Issue #4722, opened 2022-08-11
Metrics TCK runs twice with different test counts


tjquinno:
## Environment Details
* Helidon Version: 2.x, 3.x
* Helidon SE or Helidon MP MP
* JDK version:
* OS:
* Docker version (if applicable):

----------

## Problem Description
Our driver project which runs the MP metrics TCK triggers two TCK runs which seem to duplicate some of the tests.

## Steps to reproduce
```
cd helidon/microprofile/tests/tck/tck-metrics
mvn test
```
Output shows two runs:
```
16:57:39,659 [INFO] Results:
16:57:39,660 [INFO] 
16:57:39,660 [INFO] Tests run: 233, Failures: 0, Errors: 0, Skipped: 0
16:57:39,660 [INFO] 
16:57:39,703 [INFO] 
16:57:39,703 [INFO] -------------------------------------------------------
16:57:39,703 [INFO]  T E S T S
16:57:39,703 [INFO] -------------------------------------------------------
16:57:40,213 [INFO] Running TestSuite
17:04:38,533 [INFO] Tests run: 213, Failures: 0, Errors: 0, Skipped: 0, Time elapsed: 418.3 s - in TestSuite
17:04:38,579 [INFO] 
17:04:38,579 [INFO] Results:
17:04:38,579 [INFO] 
17:04:38,579 [INFO] Tests run: 213, Failures: 0, Errors: 0, Skipped: 0
17:04:38,579 [INFO] 
```
There seems to be no inherent need to run any tests twice.

Captain1653:
I think I've found the reason. It depends on the configuration of the `maven-surefire-plugin`. Root project `tck-project` has `surefire-testng`, but `tck-metrics` ingerited this configuration and has `surefire-junit`. 


<img width="1004" alt="Screenshot 2023-03-03 at 23 38 38" src="https://user-images.githubusercontent.com/4740207/222834518-c75bb562-a55c-4e5c-86a6-7e9eead556fa.png">

### The first run - junit, the second run - testng.

<img width="1681" alt="Screenshot 2023-03-03 at 23 30 03" src="https://user-images.githubusercontent.com/4740207/222835252-01f4d8b6-0e7e-46f1-8c48-45b9fa7387d4.png">


I changed all to `surefire-junit` and these tests run once. Should I create PR? I'm not sure. 

Some modules should use `surefire-testng`, but  some`surefire-junit`. Should every module configure its own dependency for `maven-surefire-plugin`?

[...]

PR #5252, opened 2022-10-25
Use Hamcrest assertions instead of JUnit in  integrations/cdi/jpa-cdi- backport 2.x (#1749)

Captain1653:
Part of #1749 

[Original PR](https://github.com/helidon-io/helidon/pull/5251)


romain-grecourt (dismissed):

Captain1653:
@romain-grecourt Is it some pipeline error?
Screenshot 2022-10-26 at 17 32 09

romain-grecourt:
I can reproduce the issue locally.

Captain1653:
Me too. I will try to investigate.

Captain1653:
@romain-grecourt I've found the reason. It depends on `eclipselink-maven-plugin`. Build will be green If I comment it. I'll try to understand why it breaks the build.  Some note: tests run twice then. It can be connected to https://github.com/helidon-io/helidon/issues/4722 , but I'm not sure.

Screenshot 2022-11-03 at 20 23 55

Captain1653:
I tried to fix it a few days ago, but I couldn't. It depends on `eclipselink-maven-plugin`, but I don't know how :( .

ethlo:
Looks like the introspected files are not files that should be really handled by the plugin. Could you share the configuration you run the plugin with?

ethlo:
So from what I can see, you have a dependency on JUnit when running the plugin. 
Now that you have changed the tests to use Hamcrest for assertions, you need to have them available as well.

Captain1653:
I've added `hamcrest-all` for dependencies in `eclipselink-maven-plugin`. Tests are green, but they run twice.

romain-grecourt (approved):

PR #5267, opened 2022-10-27
Add relativeUris flag in OidcConfig to allow Oidc webclient to use relative path on the request URI

klustria:


spericas (dismissed):
LGTM

security/providers/oidc-common/src/main/java/io/helidon/security/providers/oidc/common/OidcUtil.java
```diff
@@ -69,12 +72,14 @@ static ClientBuilder clientBaseBuilder(String proxyProtocol, String proxyHost, i
...
                                                   int proxyPort,
+                                                  boolean relativeUris,
                                                   Duration clientTimeout) {
         WebClient.Builder webClientBuilder = WebClient.builder()
                 .addService(WebClientTracing.create())
                 .addMediaSupport(JsonpSupport.create())
                 .connectTimeout(clientTimeout.toMillis(), TimeUnit.MILLISECONDS)
-                .readTimeout(clientTimeout.toMillis(), TimeUnit.MILLISECONDS);
+                .readTimeout(clientTimeout.toMillis(), TimeUnit.MILLISECONDS)
+                .config(Config.create(ConfigSources.create(Map.of("relative-uris", String.valueOf(relativeUris)))));
```
Verdent, line 82: I am thinking that more correct approach would be to create `relativeUris(boolean relativeUris)` method on the WebClient.Builder, rather than creating new config just to set this.

Verdent (changes requested):
LGTM with one exception.

security/providers/oidc-common/src/main/java/io/helidon/security/providers/oidc/common/OidcConfig.java
```diff
@@ -1951,6 +1974,22 @@ public Builder proxyPort(int proxyPort) {
...
+         * regardless of the presence or absence of proxies or no-proxy lists. By default,
+         * requests that use the Proxy will have absolute URIs. Set this flag to {@code true}
+         * if the host is unable to accept absolute URIs.
+         * Defaults to {@value #DEFAULT_RELATIVE_URIS}.
+         *
+         * @param  relativeUris relative URIs flag
+         * @return updated builder instance
+         */
+        @ConfiguredOption("false")
+        public Builder relativeUris(Boolean relativeUris) {
```
Verdent, line 1988: use primitive type boolean

Verdent (changes requested):

security/providers/oidc-common/src/main/java/io/helidon/security/providers/oidc/common/OidcConfig.java
spericas: +1

security/providers/oidc-common/src/main/java/io/helidon/security/providers/oidc/common/OidcUtil.java
klustria: Implemented and added unit test for the change.

security/providers/oidc-common/src/main/java/io/helidon/security/providers/oidc/common/OidcConfig.java
klustria: Changed to primitive type boolean

Verdent (approved):

PR #5284, opened 2022-10-29
Issue 4567 - Grpc component Does not handle "package" directive in proto files.

klustria:
Problems:
1. ServiceDescriptor$Builder.getTypeFromMethodDescriptor throws ClassNotFoundException. This is the original issue reported by the filer. example java.lang.RuntimeException: java.lang.ClassNotFoundException: io.helidon.grpc.server.test.Echo$helidon$tests$EchoRequest
2. Request throws this exception: "io.grpc.StatusRuntimeException: UNIMPLEMENTED: Method not found". This issue was only exposed when "mvn verify" was used which triggered 3 additional integration tests, ContextIT, TracingIT and SslIT that all encountered the same problem. example: [ERROR] io.helidon.grpc.server.ContextIT.shouldObtainValueFromContextForRequest  Time elapsed: 0.192 s  <<< ERROR!
         io.grpc.StatusRuntimeException: UNIMPLEMENTED: Method not found: helidon.test.EchoService/Echo
                 at io.helidon.grpc.server.ContextIT.shouldObtainValueFromContextForRequest(ContextIT.java:90)

Solutions:
1. For the 1st Problem, change className generation in ServiceDescriptor$Builder.getTypeFromMethodDescriptor of using "type.getFullName().replace('.', '$')" to instead use "type.getName()".
2. For 2nd Problem, There are 2 fixes that needs to be done: a. io.grpc.MethodDescriptor() needs to have the service part of the fullMethodName to be prefixed with the package directive name, example it should be "helidon.test.EchoService/Echo" instead of "EchoService/Echo" if the package directive name is "helidon.test". Not doing this will cause "registry.lookupMethod(methodName)" call in ServerImpl.runInternal() on gprc-java-core library to throw "UNIMPLEMENTED: Method not found" as it won't be able to find it without the service name prefixed with the package name. This is fixed in ServiceDescriptor$Builder.build() and ServiceDescriptor$Builder.createMethodDescriptor() by passing in the fullMethodName (that prefixes it with the package name) though the fullName() method in io.helidon.grpc.server.MethodDescriptor$Builder which in turn sets the io.grpc.MethodDescriptor() that it encapsulates. b. Even if above is fixed, io.grpc.ServiceDescriptor() also needs to have its name be prefixed with the package directive name. This is because when io.grpc.ServiceDescriptor() is instantiated, it validates its name against the service Name of all io.grpc.MethodDescriptor() objects that it holds and will throw an error like this: "java.lang.IllegalArgumentException: service names helidon.test.EchoService != EchoService". To fix this issue, BindableServiceImpl.bindService() needs to use the fullServiceName (i.e. the name of the service prefixed with the package name) when creating a new Builder for io.grpc.ServiceDescriptor.
3. getFullName logic is moved inside ServiceDescriptor builder and will set ServiceDescriptor fullName field when build is triggered to create a new instance.
4. More refactoring and additional unit test to cover no java package in proto file scenario
5. Rename methods for retrieving fullName and packageNane in ServiceDescriptor and add shouldBuildFromBindableService test in GrpcProtoPackageTest and GrpcProtoPackageNoJavaPackageTest to test scenario where name is already prefixed with package.

### DIFF
--- a/grpc/server/src/main/java/io/helidon/grpc/server/BindableServiceImpl.java
+++ b/grpc/server/src/main/java/io/helidon/grpc/server/BindableServiceImpl.java
@@ -1,5 +1,5 @@
 /*
- * Copyright (c) 2019, 2021 Oracle and/or its affiliates.
+ * Copyright (c) 2019, 2022 Oracle and/or its affiliates.
  *
  * Licensed under the Apache License, Version 2.0 (the "License");
  * you may not use this file except in compliance with the License.
@@ -73,7 +73,8 @@ class BindableServiceImpl implements BindableService {
     @SuppressWarnings("unchecked")
     @Override
     public ServerServiceDefinition bindService() {
-        io.grpc.ServiceDescriptor.Builder serviceDescriptorBuilder = io.grpc.ServiceDescriptor.newBuilder(descriptor.name());
+        io.grpc.ServiceDescriptor.Builder serviceDescriptorBuilder =
+                io.grpc.ServiceDescriptor.newBuilder(descriptor.fullName());
         if (descriptor.proto() != null) {
             serviceDescriptorBuilder.setSchemaDescriptor((ProtoFileDescriptorSupplier) descriptor::proto);
         }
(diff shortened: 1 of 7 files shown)


aseovic (approved):
LGTM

━━━━━━━━

• [Your task]
Go through the material above, find each line with the string "MILLISECONDS", and copy it.

• [Reply]
                 .connectTimeout(clientTimeout.toMillis(), TimeUnit.MILLISECONDS)
-                .readTimeout(clientTimeout.toMillis(), TimeUnit.MILLISECONDS);
+                .readTimeout(clientTimeout.toMillis(), TimeUnit.MILLISECONDS)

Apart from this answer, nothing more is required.